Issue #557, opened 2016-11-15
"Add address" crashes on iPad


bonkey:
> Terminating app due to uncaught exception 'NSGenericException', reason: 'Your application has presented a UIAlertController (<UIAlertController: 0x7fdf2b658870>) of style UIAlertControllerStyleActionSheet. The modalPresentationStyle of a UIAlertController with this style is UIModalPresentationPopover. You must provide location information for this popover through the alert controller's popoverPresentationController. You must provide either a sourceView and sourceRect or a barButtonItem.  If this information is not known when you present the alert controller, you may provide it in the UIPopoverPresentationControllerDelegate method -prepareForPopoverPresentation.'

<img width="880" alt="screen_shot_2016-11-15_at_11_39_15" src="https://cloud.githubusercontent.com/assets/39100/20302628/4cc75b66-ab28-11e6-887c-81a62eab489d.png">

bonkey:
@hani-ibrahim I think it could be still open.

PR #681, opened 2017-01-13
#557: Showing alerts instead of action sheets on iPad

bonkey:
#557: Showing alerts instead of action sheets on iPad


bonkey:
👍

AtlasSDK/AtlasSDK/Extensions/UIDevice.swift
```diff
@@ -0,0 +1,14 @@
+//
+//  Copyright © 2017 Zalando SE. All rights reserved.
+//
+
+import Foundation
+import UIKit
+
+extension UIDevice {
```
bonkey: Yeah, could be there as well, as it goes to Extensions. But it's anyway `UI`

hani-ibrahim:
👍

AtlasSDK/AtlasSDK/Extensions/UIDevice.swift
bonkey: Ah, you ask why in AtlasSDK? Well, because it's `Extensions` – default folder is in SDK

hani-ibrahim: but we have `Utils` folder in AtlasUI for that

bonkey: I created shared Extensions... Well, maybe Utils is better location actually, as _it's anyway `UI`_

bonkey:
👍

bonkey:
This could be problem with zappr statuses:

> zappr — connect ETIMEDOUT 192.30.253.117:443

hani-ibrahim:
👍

---

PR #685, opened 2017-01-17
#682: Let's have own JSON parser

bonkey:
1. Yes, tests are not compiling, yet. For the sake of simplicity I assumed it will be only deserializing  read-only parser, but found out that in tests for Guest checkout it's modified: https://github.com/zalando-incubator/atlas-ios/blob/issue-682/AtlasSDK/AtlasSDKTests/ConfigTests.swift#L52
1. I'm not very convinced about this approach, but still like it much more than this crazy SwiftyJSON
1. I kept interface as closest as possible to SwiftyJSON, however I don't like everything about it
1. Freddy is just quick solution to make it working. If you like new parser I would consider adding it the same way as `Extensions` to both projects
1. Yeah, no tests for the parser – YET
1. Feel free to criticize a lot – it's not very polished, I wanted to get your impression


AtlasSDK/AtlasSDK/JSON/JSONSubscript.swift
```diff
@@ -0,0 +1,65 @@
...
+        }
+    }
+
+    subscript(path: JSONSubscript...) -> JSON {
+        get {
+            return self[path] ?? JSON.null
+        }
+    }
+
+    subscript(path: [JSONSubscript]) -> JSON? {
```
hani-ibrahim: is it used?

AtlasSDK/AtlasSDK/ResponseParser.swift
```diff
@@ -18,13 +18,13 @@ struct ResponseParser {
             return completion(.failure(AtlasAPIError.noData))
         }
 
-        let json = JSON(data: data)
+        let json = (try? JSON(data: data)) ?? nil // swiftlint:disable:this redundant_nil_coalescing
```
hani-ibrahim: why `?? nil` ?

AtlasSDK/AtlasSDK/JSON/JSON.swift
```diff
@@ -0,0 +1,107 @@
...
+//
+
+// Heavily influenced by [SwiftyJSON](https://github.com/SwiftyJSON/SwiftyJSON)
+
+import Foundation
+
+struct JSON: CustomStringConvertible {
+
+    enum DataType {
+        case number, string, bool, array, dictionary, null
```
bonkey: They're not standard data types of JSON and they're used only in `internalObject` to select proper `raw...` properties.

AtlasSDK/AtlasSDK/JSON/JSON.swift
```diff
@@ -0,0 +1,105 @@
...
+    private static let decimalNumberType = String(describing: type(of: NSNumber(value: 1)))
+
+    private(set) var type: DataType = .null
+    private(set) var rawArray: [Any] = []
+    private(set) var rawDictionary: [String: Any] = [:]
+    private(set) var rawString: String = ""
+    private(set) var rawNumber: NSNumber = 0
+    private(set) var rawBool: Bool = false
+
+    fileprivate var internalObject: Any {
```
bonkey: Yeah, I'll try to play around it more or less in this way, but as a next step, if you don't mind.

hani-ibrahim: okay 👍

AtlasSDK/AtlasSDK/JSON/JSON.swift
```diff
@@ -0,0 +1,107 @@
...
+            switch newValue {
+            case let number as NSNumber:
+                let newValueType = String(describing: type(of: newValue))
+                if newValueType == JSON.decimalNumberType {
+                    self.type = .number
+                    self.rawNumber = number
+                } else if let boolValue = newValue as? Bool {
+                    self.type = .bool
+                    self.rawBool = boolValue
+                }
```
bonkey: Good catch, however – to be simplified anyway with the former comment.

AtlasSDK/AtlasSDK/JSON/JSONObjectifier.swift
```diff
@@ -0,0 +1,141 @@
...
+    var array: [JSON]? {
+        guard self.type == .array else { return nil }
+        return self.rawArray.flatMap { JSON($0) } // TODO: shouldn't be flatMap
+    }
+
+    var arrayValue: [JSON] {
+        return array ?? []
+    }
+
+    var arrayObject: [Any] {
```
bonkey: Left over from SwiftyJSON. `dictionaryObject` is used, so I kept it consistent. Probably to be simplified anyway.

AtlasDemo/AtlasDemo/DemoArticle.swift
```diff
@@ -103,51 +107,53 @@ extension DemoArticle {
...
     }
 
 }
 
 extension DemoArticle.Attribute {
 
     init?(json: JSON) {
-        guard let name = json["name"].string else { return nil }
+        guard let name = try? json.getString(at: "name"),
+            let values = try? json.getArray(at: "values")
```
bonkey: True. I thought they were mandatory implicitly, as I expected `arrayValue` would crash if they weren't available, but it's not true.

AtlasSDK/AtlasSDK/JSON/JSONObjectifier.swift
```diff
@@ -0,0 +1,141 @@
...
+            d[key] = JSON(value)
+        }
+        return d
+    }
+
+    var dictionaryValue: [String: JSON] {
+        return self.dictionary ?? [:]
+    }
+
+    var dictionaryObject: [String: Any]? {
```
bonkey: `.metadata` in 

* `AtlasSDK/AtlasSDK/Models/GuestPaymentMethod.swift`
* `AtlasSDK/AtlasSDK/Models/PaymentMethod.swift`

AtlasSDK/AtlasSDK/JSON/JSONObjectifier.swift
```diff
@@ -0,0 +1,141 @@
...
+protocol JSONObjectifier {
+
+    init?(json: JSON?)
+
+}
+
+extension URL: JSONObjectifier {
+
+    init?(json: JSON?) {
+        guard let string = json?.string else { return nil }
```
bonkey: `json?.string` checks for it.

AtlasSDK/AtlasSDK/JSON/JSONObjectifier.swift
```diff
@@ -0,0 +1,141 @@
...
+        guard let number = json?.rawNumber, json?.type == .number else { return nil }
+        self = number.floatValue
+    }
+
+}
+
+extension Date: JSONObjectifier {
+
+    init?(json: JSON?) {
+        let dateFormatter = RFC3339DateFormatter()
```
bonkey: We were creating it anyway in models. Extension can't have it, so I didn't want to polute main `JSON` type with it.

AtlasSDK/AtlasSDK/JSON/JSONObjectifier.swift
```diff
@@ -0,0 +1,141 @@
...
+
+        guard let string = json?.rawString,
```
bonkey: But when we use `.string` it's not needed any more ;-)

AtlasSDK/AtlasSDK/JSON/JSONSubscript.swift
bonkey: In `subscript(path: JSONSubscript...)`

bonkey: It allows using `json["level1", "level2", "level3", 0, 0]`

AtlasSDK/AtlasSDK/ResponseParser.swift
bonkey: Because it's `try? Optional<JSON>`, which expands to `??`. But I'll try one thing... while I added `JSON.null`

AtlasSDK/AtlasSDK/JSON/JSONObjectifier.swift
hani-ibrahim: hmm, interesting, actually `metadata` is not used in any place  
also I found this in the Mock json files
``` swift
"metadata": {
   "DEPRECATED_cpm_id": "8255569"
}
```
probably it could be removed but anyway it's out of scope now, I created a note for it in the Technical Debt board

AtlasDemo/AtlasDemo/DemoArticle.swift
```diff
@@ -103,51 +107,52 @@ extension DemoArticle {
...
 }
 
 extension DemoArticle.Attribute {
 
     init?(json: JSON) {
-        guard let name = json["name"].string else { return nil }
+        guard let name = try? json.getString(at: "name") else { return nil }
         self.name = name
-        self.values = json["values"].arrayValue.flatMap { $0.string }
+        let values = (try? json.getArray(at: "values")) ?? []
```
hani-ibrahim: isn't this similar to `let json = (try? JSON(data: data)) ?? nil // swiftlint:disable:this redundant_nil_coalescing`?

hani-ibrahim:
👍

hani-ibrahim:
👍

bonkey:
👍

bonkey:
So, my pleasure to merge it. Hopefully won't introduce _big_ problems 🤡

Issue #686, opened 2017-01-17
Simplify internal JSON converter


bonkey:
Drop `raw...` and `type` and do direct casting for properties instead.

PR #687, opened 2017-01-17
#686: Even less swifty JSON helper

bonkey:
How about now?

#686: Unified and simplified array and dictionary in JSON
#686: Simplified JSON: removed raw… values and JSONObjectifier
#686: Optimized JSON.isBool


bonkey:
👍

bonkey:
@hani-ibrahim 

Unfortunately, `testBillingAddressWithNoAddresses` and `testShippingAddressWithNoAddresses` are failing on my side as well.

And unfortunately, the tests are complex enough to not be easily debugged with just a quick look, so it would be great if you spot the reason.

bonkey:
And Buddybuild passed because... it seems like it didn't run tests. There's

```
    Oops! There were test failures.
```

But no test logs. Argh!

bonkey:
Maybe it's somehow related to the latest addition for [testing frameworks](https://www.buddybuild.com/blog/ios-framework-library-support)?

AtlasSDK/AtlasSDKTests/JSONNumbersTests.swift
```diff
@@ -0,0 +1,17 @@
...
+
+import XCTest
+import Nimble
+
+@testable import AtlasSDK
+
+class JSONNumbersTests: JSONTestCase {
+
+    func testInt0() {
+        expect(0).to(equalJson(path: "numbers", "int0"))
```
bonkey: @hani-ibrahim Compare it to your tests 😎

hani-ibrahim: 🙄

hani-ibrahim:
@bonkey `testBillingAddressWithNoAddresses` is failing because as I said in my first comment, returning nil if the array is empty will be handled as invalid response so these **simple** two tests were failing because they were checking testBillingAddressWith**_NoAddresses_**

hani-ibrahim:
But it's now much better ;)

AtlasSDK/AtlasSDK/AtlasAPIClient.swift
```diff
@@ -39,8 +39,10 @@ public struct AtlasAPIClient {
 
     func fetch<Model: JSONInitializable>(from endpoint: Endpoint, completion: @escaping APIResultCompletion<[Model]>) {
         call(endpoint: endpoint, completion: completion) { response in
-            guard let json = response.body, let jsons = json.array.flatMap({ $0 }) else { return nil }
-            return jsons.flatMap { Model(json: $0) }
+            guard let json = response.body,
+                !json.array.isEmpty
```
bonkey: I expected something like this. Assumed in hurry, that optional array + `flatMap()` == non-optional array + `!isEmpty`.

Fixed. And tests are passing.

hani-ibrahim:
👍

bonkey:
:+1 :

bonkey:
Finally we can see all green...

==

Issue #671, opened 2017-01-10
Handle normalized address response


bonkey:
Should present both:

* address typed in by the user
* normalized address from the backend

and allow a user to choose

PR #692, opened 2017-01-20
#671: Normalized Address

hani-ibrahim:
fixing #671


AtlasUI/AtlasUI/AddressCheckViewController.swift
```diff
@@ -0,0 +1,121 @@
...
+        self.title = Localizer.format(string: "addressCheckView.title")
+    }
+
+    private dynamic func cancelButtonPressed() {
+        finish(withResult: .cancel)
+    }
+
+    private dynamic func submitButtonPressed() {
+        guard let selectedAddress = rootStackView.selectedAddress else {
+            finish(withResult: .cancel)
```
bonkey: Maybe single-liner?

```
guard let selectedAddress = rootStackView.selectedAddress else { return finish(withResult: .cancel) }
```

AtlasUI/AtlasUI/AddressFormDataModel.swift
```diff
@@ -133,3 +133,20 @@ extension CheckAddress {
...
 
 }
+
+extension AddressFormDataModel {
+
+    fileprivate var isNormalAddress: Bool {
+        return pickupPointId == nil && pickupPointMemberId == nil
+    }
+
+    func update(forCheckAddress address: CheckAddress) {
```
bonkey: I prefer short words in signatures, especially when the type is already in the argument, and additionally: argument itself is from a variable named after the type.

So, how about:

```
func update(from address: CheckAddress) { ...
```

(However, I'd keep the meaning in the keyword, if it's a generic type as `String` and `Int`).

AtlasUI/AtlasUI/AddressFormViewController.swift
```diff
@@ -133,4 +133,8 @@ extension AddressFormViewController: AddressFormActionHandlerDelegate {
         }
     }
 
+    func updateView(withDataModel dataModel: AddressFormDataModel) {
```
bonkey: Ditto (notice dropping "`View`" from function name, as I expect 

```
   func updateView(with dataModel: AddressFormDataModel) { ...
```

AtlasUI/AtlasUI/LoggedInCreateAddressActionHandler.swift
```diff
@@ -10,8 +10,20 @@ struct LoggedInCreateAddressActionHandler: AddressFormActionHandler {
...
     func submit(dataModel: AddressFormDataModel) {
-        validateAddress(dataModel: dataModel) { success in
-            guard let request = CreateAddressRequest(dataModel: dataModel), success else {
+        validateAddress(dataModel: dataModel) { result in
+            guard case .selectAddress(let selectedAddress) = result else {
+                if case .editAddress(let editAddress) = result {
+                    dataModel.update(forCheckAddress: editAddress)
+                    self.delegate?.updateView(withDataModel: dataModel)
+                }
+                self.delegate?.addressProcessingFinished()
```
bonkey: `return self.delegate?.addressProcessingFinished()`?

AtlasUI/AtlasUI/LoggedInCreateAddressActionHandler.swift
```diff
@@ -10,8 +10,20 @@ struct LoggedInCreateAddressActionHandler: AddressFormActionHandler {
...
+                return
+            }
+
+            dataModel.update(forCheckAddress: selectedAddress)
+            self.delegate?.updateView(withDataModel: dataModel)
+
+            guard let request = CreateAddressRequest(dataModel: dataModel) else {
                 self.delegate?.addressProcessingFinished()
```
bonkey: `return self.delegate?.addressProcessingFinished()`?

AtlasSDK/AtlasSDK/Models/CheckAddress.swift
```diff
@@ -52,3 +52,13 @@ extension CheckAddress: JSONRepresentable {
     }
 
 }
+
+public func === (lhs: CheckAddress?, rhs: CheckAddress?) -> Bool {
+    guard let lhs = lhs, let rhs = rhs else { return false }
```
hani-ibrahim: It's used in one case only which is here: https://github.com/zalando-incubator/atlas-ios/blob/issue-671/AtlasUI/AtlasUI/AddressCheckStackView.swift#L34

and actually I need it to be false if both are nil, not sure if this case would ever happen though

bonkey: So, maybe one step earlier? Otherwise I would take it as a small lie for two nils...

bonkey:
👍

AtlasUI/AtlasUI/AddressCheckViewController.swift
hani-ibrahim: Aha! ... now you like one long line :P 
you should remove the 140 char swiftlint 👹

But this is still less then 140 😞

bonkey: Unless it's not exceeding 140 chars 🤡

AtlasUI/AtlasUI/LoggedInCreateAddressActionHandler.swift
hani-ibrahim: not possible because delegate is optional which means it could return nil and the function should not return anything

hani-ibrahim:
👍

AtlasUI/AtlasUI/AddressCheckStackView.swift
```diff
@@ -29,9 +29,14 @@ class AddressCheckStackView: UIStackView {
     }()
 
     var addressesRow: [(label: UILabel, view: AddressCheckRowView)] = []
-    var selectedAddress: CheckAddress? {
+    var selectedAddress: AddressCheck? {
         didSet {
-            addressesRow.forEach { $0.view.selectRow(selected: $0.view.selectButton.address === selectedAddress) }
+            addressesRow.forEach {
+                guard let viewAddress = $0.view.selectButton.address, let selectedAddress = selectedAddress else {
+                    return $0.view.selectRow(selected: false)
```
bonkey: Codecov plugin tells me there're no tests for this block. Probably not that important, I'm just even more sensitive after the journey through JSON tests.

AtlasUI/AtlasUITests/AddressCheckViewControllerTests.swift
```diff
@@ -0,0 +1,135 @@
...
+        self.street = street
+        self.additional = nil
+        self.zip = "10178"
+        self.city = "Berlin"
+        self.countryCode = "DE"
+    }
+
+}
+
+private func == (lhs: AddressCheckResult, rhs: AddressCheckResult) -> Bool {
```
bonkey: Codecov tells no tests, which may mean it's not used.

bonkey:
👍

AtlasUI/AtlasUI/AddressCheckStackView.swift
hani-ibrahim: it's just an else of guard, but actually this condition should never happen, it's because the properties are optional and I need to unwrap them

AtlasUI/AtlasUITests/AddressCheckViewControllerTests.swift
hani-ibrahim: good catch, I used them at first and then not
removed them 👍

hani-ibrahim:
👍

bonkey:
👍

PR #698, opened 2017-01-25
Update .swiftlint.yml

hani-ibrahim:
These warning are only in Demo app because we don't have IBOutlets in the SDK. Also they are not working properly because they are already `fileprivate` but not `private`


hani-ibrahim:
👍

§ **Task instructions**: Determine how many lines in the preceding records include the word "editAddress". The answer is that number alone.

§ **Finished task**: 2